Non lo abbiamo visto nemmeno durante il periodo dell’emergenza sanitaria quando i sindaci si aspettavano vicinanza, ma non sono stati attenzionati nemmeno di una telefonata, neanche nei comuni-focolaio. Il presidente Abramo continua ad occuparsi solo della città di Catanzaro, ma la sua assenza altrove si fa sentire, mentre dovrebbe essere lui ad avere in mano il rapporto con i primi cittadini perché è il presidente degli 80 Comuni dell’area centrale della Calabria. Ci sembra, invece, che questo è un ruolo che svolge svogliatamente: da un amministratore di lungo corso come lui ci aspettavamo qualcosa di più. E’ forse demotivato dalla mancata candidatura alla guida della Regione? Anche noi, lo avremmo preferito alla Santelli e non ci saremmo dovuti scontrare un’altra volta con una gestione regionale chiaramente Cosenza-centrica”.

 “Voglio anche ricordare – aggiunge il consigliere Battaglia – che in merito al cambio di destinazione d’uso dell’immobile sito nel quartiere Siano realizzato per ospitare la sede del liceo scientifico ‘Siciliani’, il gruppo Area Civica è stato l’unico a subordinare il voto favorevole ad un impegno preciso del Presidente: individuare una struttura unica nel centro storico, anche acquistandola da privati se non disponibile nel patrimonio provinciale e trasformarla in una scuola a norma e moderna. Ma dopo le polemiche – conclude Battaglia – attendiamo il marcia indietro di Abramo su tutto.
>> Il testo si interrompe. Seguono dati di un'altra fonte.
PR #1878, opened 2026-05-19
feat(Dashboard): multi-job table for nonexempt Compensation card

serikjensen:
## Summary

- When the primary job is **nonexempt** and the employee has **2+ jobs**, the Compensation card on the Dashboard's **Job and pay** tab now renders a table (job title with rate, pay type, start date) instead of the single-job detail view. Each row has a hamburger menu with **Edit** (always; emits `EMPLOYEE_COMPENSATION_CREATE` with the row's job) and **Delete** (non-primary only; opens a confirmation dialog mirroring the bank-account delete pattern, and emits `EMPLOYEE_JOB_DELETED` on confirm). The top-level Edit CTA is removed in the table state.
- An **Add another job** CTA renders in the card footer whenever the primary job is nonexempt and the employee has at least one job — so it shows in both the single-nonexempt detail view (per Figma) and the multi-job table view. It emits `EMPLOYEE_JOB_ADD`.
- Renamed `EMPLOYEE_COMPENSATION_UPDATE` → `EMPLOYEE_COMPENSATION_CREATE` to better describe the underlying API behavior (creates a new compensation record with an effective date rather than mutating in place). Not a breaking change — this event was added in the unreleased empty-state PR (#1877) and is not yet shipped.
- Added a new `EMPLOYEE_JOB_DELETED` event, fired after a successful delete.
- Extracted a tiny `derivePrimaryFlsaStatus` helper (with tests) and reused it in both `useEmployeeCompensation` (Dashboard) and `JobsList` (onboarding) to avoid duplicating the "find primary job's current compensation FLSA status" logic. Deliberately a pure helper, not a shared hook — the surrounding UX and data sources between Dashboard and onboarding are different enough that a shared hook would be more abstraction than payoff.
- Fixed a dead-branch bug in `JobAndPayView`: `Job.rate` is typed `string` in `@gusto/embedded-api`, so the existing `typeof rate === 'number'` guards were always false and the **Wage** row never rendered. Replaced with a local `parseJobRate` helper that uses `parseFloat` + `Number.isFinite` (matching the pattern already in `Payroll/helpers.ts`). The two existing call sites in this view now actually render.
- Updated partner-facing docs (`docs/workflows-overview/employee-dashboard.md`, `docs/reference/jobs-and-compensations.md`) to reflect the new event name, the new delete event, the table behavior, and the footer-CTA rule.

## Test plan

- [x] `npm run test -- --run src/components/Employee/Dashboard/Dashboard.test.tsx` — 15/15. Added 6 new cases: single-job header CTA emits `EMPLOYEE_COMPENSATION_CREATE` with the primary job; exempt single-job has no footer button; nonexempt single-job shows the detail view with both Edit and Add-another-job; multi-job table renders rows + suppresses the header Edit + shows Add-another-job; hamburger menu hides Delete on primary and shows Edit+Delete on non-primary; per-row Edit emits `EMPLOYEE_COMPENSATION_CREATE` with the right job; delete dialog opens and fires the mutation + emits `EMPLOYEE_JOB_DELETED` on confirm.
- [x] `npm run test -- --run src/components/Employee/Compensation/shared/derivePrimaryFlsaStatus.test.ts` — covers empty/undefined input, no-primary, primary with no current compensation, primary with current compensation, and multiple-jobs cases.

Marziale Battaglia, infine, invita il presidente Abramo a concentrarsi sulla programmazione di opere infrastrutturali e di edilizia scolastica che possano concretamente essere attribuibili alla propria gestione “sul piano strategico e in chiave futura, perché ancora si stanno finanziando, appaltando e si aprono cantieri di opere già programmate dall’Amministrazione Bruno: il presidente Abramo rischia di passare alla storia della guida di questo Ente solo per aver creato lo Sportello Europa”.